Polystigma rubrum
Stromata: developing throughout late spring and summer on living leaves, producing conidia in summer and autumn, and ascospores from fallen overwintered leaves the following spring. The conidiomata sometimes persist in apparently viable condition until the ascomata are mature.
Anamorph: conidial stromata to 10(-35) mm diam., irregularly shaped but usually roughly circular, yellowish-brown in very young lesions but quickly becoming orange to reddish brown, becoming darker in the central region, locally hologenous (developing within and throughout the leaf tissue) but with the surrounding leaf hardly affected, containing a large number of conidiomata; composed of upper and lower layers of plant tissue 40-50 µm thick whose cells are filled with bright orange-brown material, an intermediate layer 300-500 µm thick of almost completely occluded angular to vertically elongated fungal cells. Conidiomata 150-250 µm diam., roughly spherical, the ostiole showing on upper surface of stromata, very inconspicuous. Conidiomatal wall very poorly developed, not clearly distinguishable from the stromatal tissue. Conidiogenous cells developing over the entire inner surface of the wall, often laterally from sequential cells of short conidiophores to 10 µm long and ~2 µm wide; derived from a thin layer of textura angularis with hyaline thin-walled cells 3-5 µm diam. Conidiogenous cells 13-24 x 2-3 µm, at first usually cylindrical but gradually tapering towards the upper region, which is slightly irregular in appearance due to successive conidial scars; usually proliferating sympodially. Conidia (22-)28-42 x 0.5-0.75 µm, the lower part (to approximately the mid point) very narrowly lanceolate to fusiform, the upper part filiform (~0.25 µm wide), sigmoidally curved to hooked, the base ± truncate, hyaline, aseptate, apparently smooth-walled.

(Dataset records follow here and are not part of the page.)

PR #36488, opened 2026-03-17
Enforce strict @Import rules for transitive bean dependencies

pranavmanglik:
This commit introduces an optional 'strict mode' to detect when a `Configuration class` uses a bean from a transitive source without explicitly importing that source.

Fixes #36153


bclozel:
Original issue is not triaged yet, so I'll close this PR. Thanks.

PR #36493, opened 2026-03-18
Use computeIfAbsent in CommandLineArgs.addOptionArg

junhyung8795:
Replace the manual `containsKey`/`put`/`get` three-step pattern in
`CommandLineArgs.addOptionArg` with `Map.computeIfAbsent`, which expresses
the same intent more concisely and avoids the redundant second map lookup.

Before:
```java
if (!this.optionArgs.containsKey(optionName)) {
    this.optionArgs.put(optionName, new ArrayList<>());
}
if (optionValue != null) {
    this.optionArgs.get(optionName).add(optionValue);
}
```

After:
```java
List<String> values = this.optionArgs.computeIfAbsent(optionName, key -> new ArrayList<>());
if (optionValue != null) {
    values.add(optionValue);
}
```

Behavior is identical: the option name is always registered in the map (even
without a value), and the value is added only when non-null.

### DIFF
--- a/spring-core/src/main/java/org/springframework/core/env/CommandLineArgs.java
+++ b/spring-core/src/main/java/org/springframework/core/env/CommandLineArgs.java
@@ -46,11 +46,9 @@ class CommandLineArgs {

Teleomorph: stromata 1-5 mm diam., irregularly shaped but usually roughly circular [where the leaf dimensions allow], strongly raising the upper surface of the leaf, flat or slightly concave on the upper surface, formed throughout infected leaf tissues, reddish brown to black, sometimes faintly verrucose (a feature of the leaf epidermal architecture), the ostioles sometimes inconspicuous but appearing as small black dots on paler stromata, often somewhat sunken; composed of pigmented outer layers 20-40 µm thick and a hyaline inner layer containing the ascomata. Ascomata ± spherical. Paraphyses rather sparse, to 7 µm diam., gradually tapering towards the apex, very thin-walled, strongly inflated between the septa. Asci 94-118 x 10-5-12 µm, narrowly clavate, very long-stalked (to ~60 µm), very thin-walled at all stages, the apex obtuse, with an apical ring 2-3 µm diam. and ~0-5 µm thick, 8-spored. Ascospores arranged biseriately, (10.5-) 11.5-14 x 3-5-4.5(-5.5) µm, cylindric-ellipsoidal, occasionally obovoid, occasionally slightly curved (bean-shaped), hyaline, aseptate, thin- and smooth-walled, without a gelatinous sheath.
Not formally assessed. At one time widely distributed throughout England and Wales, but now apparently confined to SW England, west Wales and SW Scotland. Further survey work is ongoing. The species seems to be quite common in Cornwall. It might therefore be assessed as Vulnerable due to decline in its range. This may be due to climatic changes, and/or changing pest management practices in plum orchards.
Polystigma fulvum is similar, but occurs on Prunus padus and has yellow rather than reddish stromata. There are no recent records of the species in GB&I, and it may be extinct in our region.
Apparently now restricted to Prunus spinosa in GB&I, with old records on P. domestica and hybrids such as the damson and bullace. The anamorph stroma forms in living leaves during the summer and early autumn, and the teleomorph is formed in overwintered leaves the following spring.
Recent reports are from the extreme west of the British Isles: VC1 W Cornwall, VC2 E Cornwall, VC44 Carmarthen and VC 46 Cardigan - and now also from Lismore (VC 98 Argyll). Formerly throughout England and Wales. It still seems to be present in western Ireland.
A biotrophic parasite, which appears not to cause a major deleterious effect on the health of its host plants.